Les mordus de Fantasia ont toutefois réagi violemment à la proposition de Macerola dans les médias sociaux. Pour eux, «leur» festival doit garder sa forme actuelle et il est hors de question de souscrire à une idée qui les inciterait à cohabiter avec un festival d'«intellos» (FNC) ou de «has been» (FFM).

N'empêche que cette proposition est audacieuse. Et d'autant plus bienvenue que tout le monde croyait que les institutions publiques, à la suite de l'échec lamentable d'il y a six ans, n'oseraient plus jamais toucher à ce dossier.

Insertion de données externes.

PR #45, opened 2024-10-07
build: require swift 6 toolchain

ktoso:
Since we require swift 6 anyway, we should reflect this in the
package.swift so it's more obvious when using an older swift to attempt
to build.


ktoso:
Since we require Swift 6 anyway, make it so explicitly in the build.

PR #49, opened 2024-10-07
Improve lookup of JavaClass instances in an environment

DougGregor:
Teach the low-level getJNIClass API to properly check for Java exceptions and turn them into Swift errors. Then add a higher-level API `JavaClass.init(in:)` to look up a specific imported Java class within the given environment.


ktoso (commented):
Lgtm

Issue #12, opened 2024-09-28
Bring more clarity on JDK version requirements


lokesh-tr:
Currently the `jextract-swift` section of the `USER_GUIDE` tells us that it needs JDK 22 to utilise "Project Panama".

Upon further inspection, I realised that the `Java2Swift` Program doesn't compile at all if the JDK version is lesser than 21. This is due to the fact that we hardcoded the `vmArgs.version` to `JNI_VERSION_21` while instantiating a `JavaVirtualMachine` object.

This `JNI_VERSION_21` is a preprocessor constant which is only available in JDK 21 or later.

If this is the intended behaviour, It will be better to update the `USER_GUIDE` to let people know that `Java2Swift` will need a JDK that is 21 or later. However, if this is not the intended behaviour, then replacing the hardcoded JNI version with a JNI version which corresponds to the user's JDK would be better.

-----
I'm not an expert in this context, but making an assumption that a lot of current enterprises (who would like to move their tech stack from JVM to Swift) need not be running their software in JDK 21 or later would be more realistic. Thus, I believe trying to support older JDKs instead of supporting only JDK 21 or later (unless mandatory such as "Project Panama") will be better for this project. Feel free to correct me if I'm wrong.

ktoso:
This is documented more in https://github.com/swiftlang/swift-java/pull/14

Long story short: we'll support both eventually, 22+ with the panama mode, and old versions with just JNI. JavaKit is just JNI and would work with old Java versions.

We need to make the build "smart enough" to survive this eventually.

Today, for ease of development / bootstrapping we're just requiring the latest supported JDK which has Panama.
In the end the required JDK will depend on which feature you're intending to use.

We're not at a phase of "cleanup and publishing" yet, so yes, for now we're just developing with the latest JDK.

lokesh-tr:
> Long story short: we'll support both eventually, 22+ with the panama mode, and old versions with just JNI. JavaKit is just JNI and would work with old Java versions.

I expected this would be the case as well.

> We're not at a phase of "cleanup and publishing" yet, so yes, for now we're just developing with the latest JDK.

I totally understand that, I just think that eventhough we are in early stages of development, the project should be such that, someone can follow the instructions in the Guide and be like "wow, this works" and the JDK requirements not being specified beforehand may not let them reach that point.

[...]

PR #50, opened 2024-10-07
Improve and document the JavaVirtualMachine initializer

DougGregor:
Add options for the class path (so clients don't need to re-learn how to
spell it) and for telling the JVM whether to ignore unrecognized arguments.

While here, reduce the JNI requirements down to JDK/JRE 1.6. We don't use any of the newer APIs. This addresses the functional part of https://github.com/swiftlang/swift-java/issues/12


ktoso (commented):
LGTM :)

PR #52, opened 2024-10-08
Reorganize build: SwiftKit has "swift kit" core, and SwiftKitExample

ktoso:
Further progress on cleaning up the build. We're still having issues with various runtime issues but this gets us to a more understandable separation of "what is a sample" and "what is the library". There's more to be done before we can kill off `make` but this does quite some progress.

- Sample apps "anything with a main()" have their own place; it used to be very mixed up in the same target; together with the example lib
    - `JavaKitSampleApp` there's a sample for javakit which uses the `JavaKitExample` defined swift type
    - `SwiftKitSampleApp` the jextract demo app, uses the `ExampleSwiftLibrary`
    - those JavaKitExample and ExampleSwiftLibrary could use further moving out of `Sources/...` as they're example stuff, not "the library" but I leave at this for now...

Running samples: ./gradlew Samples:SwiftKitSampleApp:run (Samples:Name:run)

- `./gradlew test` does the jextract and whatever the sample apps need
- make is still around; didn't hook up any of the javakit generation
- generated sources no longer in wrong directory; `src/generated/`... as the usual convention in Java land (and not committed)

Screenshot 2024-10-08 at 13 54 30

Tests status:
- macOS
  - gradle test -- OK
  - swift test -- OK
- linux
  - gradle test -- OK
  - swift test -- OK 

but there's some disabled tests on either platforms... We really should get nightly toolchains so we can kill off the `nm` things with https://github.com/swiftlang/swift-java/pull/27 and I'm working to figure that out.


ktoso:
With disabled tests per platform challenges, but at least we have our first green CI run 🥳

PR #709, opened 2026-04-17
jextract/jni: Move enum case classes inside the `Case` interface

sidepelican:
Currently, generating Java code for a Swift enum where a case name matches a nested type name (as shown below) results in a compilation error.

```swift
public enum MyResponse: Codable {
  case success(Success)
  public struct Success {
    public init(message: String) {
      self.message = message
    }
    public var message: String
  }
  case failure(String)
}
```

This happens because `jextract` generates two Java classes named `Success` at the same nesting level—one for the enum case and one for the Swift struct.

To avoid this, I have moved the generated case classes inside the `interface Case`.

### Note

While a collision could still theoretically occur if the Swift enum defines its own `struct Case`, the probability of encountering such a conflict is significantly lower with this new structure.

### DIFF
--- a/Samples/SwiftJavaExtractJNISampleApp/src/test/java/com/example/swift/VehicleEnumTest.java
+++ b/Samples/SwiftJavaExtractJNISampleApp/src/test/java/com/example/swift/VehicleEnumTest.java
@@ -92,7 +92,7 @@ public class VehicleEnumTest {
     void getAsBicycle() {
         try (var arena = SwiftArena.ofConfined()) {
             Vehicle vehicle = Vehicle.bicycle(arena);
-            Vehicle.Bicycle bicycle = vehicle.getAsBicycle().orElseThrow();
+            Vehicle.Case.Bicycle bicycle = vehicle.getAsBicycle().orElseThrow();
             assertNotNull(bicycle);
         }
     }
@@ -101,7 +101,7 @@ public class VehicleEnumTest {
     void getAsCar() {
         try (var arena = SwiftArena.ofConfined()) {
             Vehicle vehicle = Vehicle.car("BMW", Optional.empty(), arena);
-            Vehicle.Car car = vehicle.getAsCar().orElseThrow();
+            Vehicle.Case.Car car = vehicle.getAsCar().orElseThrow();
             assertEquals("BMW", car.arg0());
 
             vehicle = Vehicle.car("BMW", Optional.of("Long trailer"), arena);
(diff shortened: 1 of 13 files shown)


Tests/JExtractSwiftTests/JNI/JNIEnumTests.swift
```diff
@@ -163,7 +163,17 @@ struct JNIEnumTests {
       detectChunkByInitialLines: 1,
       expectedChunks: [
         """
-        public sealed interface Case {}
+        public sealed interface Case {
+          record First() implements Case {
```
sidepelican, line 167: Note: `public` is unnecessary within an interface.

Samples/SwiftJavaExtractJNISampleApp/src/test/java/com/example/swift/VehicleEnumTest.java
```diff
@@ -129,7 +129,7 @@ void getAsMotorbike() {
     void getAsTransformer() {
         try (var arena = SwiftArena.ofConfined()) {
             Vehicle vehicle = Vehicle.transformer(Vehicle.bicycle(arena), Vehicle.car("BMW", Optional.empty(), arena), arena);
-            Vehicle.Transformer transformer = vehicle.getAsTransformer(arena).orElseThrow();
+            Vehicle.Case.Transformer transformer = vehicle.getAsTransformer(arena).orElseThrow();
```
ktoso, line 132: The alternative would be to `Vehicle.TransformerCase` or `Vehicle.$Transformer` hm... The $ in the name is not ideal perhaps, we usually tell folks that things with $ in the name are "not for them" but the Case sufficient could work without the additional nesting...

WDYT, any opinions @madsodgaard ?

Sources/JExtractSwiftLib/JavaTypes/JavaType+JDK.swift
```diff
@@ -45,6 +45,11 @@ extension JavaType {
     .class(package: "java.lang", name: "Object")
   }
 
+  /// The description of the type java.util.Optional.
+  static func optional(_ T: JavaType) -> JavaType {
+    .class(package: "java.util", name: "Optional", typeParameters: [T])
+  }
```
ktoso, line 51: nice

ktoso (commented):
I don't dislike this tbh... let's give @madsodgaard  a chance to reply as well

madsodgaard:
Yeah, I've faced this as well. Moving it into `Case` seems fine, I don't see any issues with it.

ktoso:
Okey, I'm happy with the .Case., it's fine tbh :) Thank you !

ktoso (approved):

Et préféreraient probablement désormais attendre une «sélection naturelle» qui, forcément, surviendrait tôt ou tard.

«Le statu quo n'est pas possible», affirme pourtant François Macerola aujourd'hui. Là-dessus, on est bien d'accord.

Qui sait si cette mise en commun des ressources pourrait permettre l'organisation de certains événements - hommages, leçon de cinéma, etc. - de façon plus professionnelle? Qui sait si, de cette façon, le sempiternel problème de l'absence de sous-titres en français - qui mine de l'intérieur tous ces festivals - ne pourrait pas être réglé une fois pour toutes? Dans tous les pays où l'anglais n'est pas la langue de la majorité, il est en effet d'usage d'installer un système électronique dans toutes les salles. En aurait-on enfin les moyens?

À moins d'une ouverture inespérée de la part des intervenants, la proposition Macerola est malheureusement destinée à mourir de sa belle mort. Mais elle nous aura quand même permis de rêver un peu. C'est déjà ça.